** PROVIDED DATA follows **

PR #3899, opened 2020-08-25
[HOTFIX] Aviod cleaning segments after reading tablestatus failed

QiangCai:
### Why is this PR needed?
 1. After reading tablestatus file failed,  method TableProcessingOperations. deletePartialLoadDataIfExist will delete all related segments.

 2. If the tablestatus file was removed, the system will delete all original segment before loading. 

1. check the result of reading tablestatus file, if it is empty, no need to process.
2. if the table status was removed, the system shouldn't delete any segment.
3. re-factory code to avoid invoking getAbsolutePath method too many times.

    
 - No

 - No

### DIFF
--- a/integration/spark/src/test/scala/org/apache/carbondata/integration/spark/testsuite/dataload/TestLoadDataGeneral.scala
+++ b/integration/spark/src/test/scala/org/apache/carbondata/integration/spark/testsuite/dataload/TestLoadDataGeneral.scala
@@ -19,25 +19,25 @@ package org.apache.carbondata.integration.spark.testsuite.dataload
 
 import java.math.BigDecimal
 
+import org.apache.commons.io.FileUtils
+import org.apache.commons.lang3.RandomStringUtils
 import org.apache.spark.sql.Row
 import org.apache.spark.sql.test.util.QueryTest
 import org.scalatest.BeforeAndAfterEach
 
-import org.apache.carbondata.core.util.path.CarbonTablePath
-import org.apache.carbondata.core.datastore.impl.FileFactory
-import org.apache.carbondata.core.metadata.CarbonMetadata
 import org.apache.carbondata.core.constants.{CarbonCommonConstants, CarbonLoadOptionConstants}
+import org.apache.carbondata.core.datastore.impl.FileFactory
 import org.apache.carbondata.core.index.Segment
+import org.apache.carbondata.core.metadata.CarbonMetadata
 import org.apache.carbondata.core.util.CarbonProperties
+import org.apache.carbondata.core.util.path.CarbonTablePath
 import org.apache.carbondata.spark.util.BadRecordUtil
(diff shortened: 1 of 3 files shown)


CarbonDataQA1:
Build Failed  with Spark 2.4.5, Please check CI http://121.244.95.60:12545/job/ApacheCarbon_PR_Builder_2.4.5/2122/

CarbonDataQA1:
Build Failed  with Spark 2.3.4, Please check CI http://121.244.95.60:12545/job/ApacheCarbonPRBuilder2.3/3863/

QiangCai:
@kunal642 please check this modification.

CarbonDataQA1:
Build Success with Spark 2.3.4, Please check CI http://121.244.95.60:12545/job/ApacheCarbonPRBuilder2.3/3872/

CarbonDataQA1:
Build Success with Spark 2.4.5, Please check CI http://121.244.95.60:12545/job/ApacheCarbon_PR_Builder_2.4.5/2131/

Zhangshunyu:
LGTM

integration/spark/src/test/scala/org/apache/carbondata/integration/spark/testsuite/dataload/TestLoadDataGeneral.scala
```diff
@@ -310,7 +310,8 @@ class TestLoadDataGeneral extends QueryTest with BeforeAndAfterEach {
     val tableStatusFile = CarbonTablePath.getTableStatusFilePath(carbonTable.getTablePath)
     FileFactory.getCarbonFile(tableStatusFile).delete()
     sql("insert into stale values('k')")
-    checkAnswer(sql("select * from stale"), Row("k"))
+    // if table lose tablestatus file, the system should keep all data.
+    checkAnswer(sql("select * from stale"), Seq(Row("k"), Row("k")))
```
kunal642, line 314: I think this behaviour would be harrmful when the segment is marked for delete..If the segment is not removed then the results would be incorrect.

QiangCai: yes
1. now, after removing the tablestatus file,  we can consider all segments are successful by default.
2. in the future, we can add a flag file into the segment when we mark the segment to be deleted.
   the flag file contains a message the segment is mark_for_delete.

QiangCai: for this test case, the result is two rows,  the behavior is right.

kunal642: ok

kunal642:
LGTM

** End of PROVIDED DATA **

HOW TO COMPLETE THIS TASK:
Once you have identified the lines above that contain "system", copy each of them.

ANSWER SPACE:
 2. If the tablestatus file was removed, the system will delete all original segment before loading. 
2. if the table status was removed, the system shouldn't delete any segment.
+    // if table lose tablestatus file, the system should keep all data.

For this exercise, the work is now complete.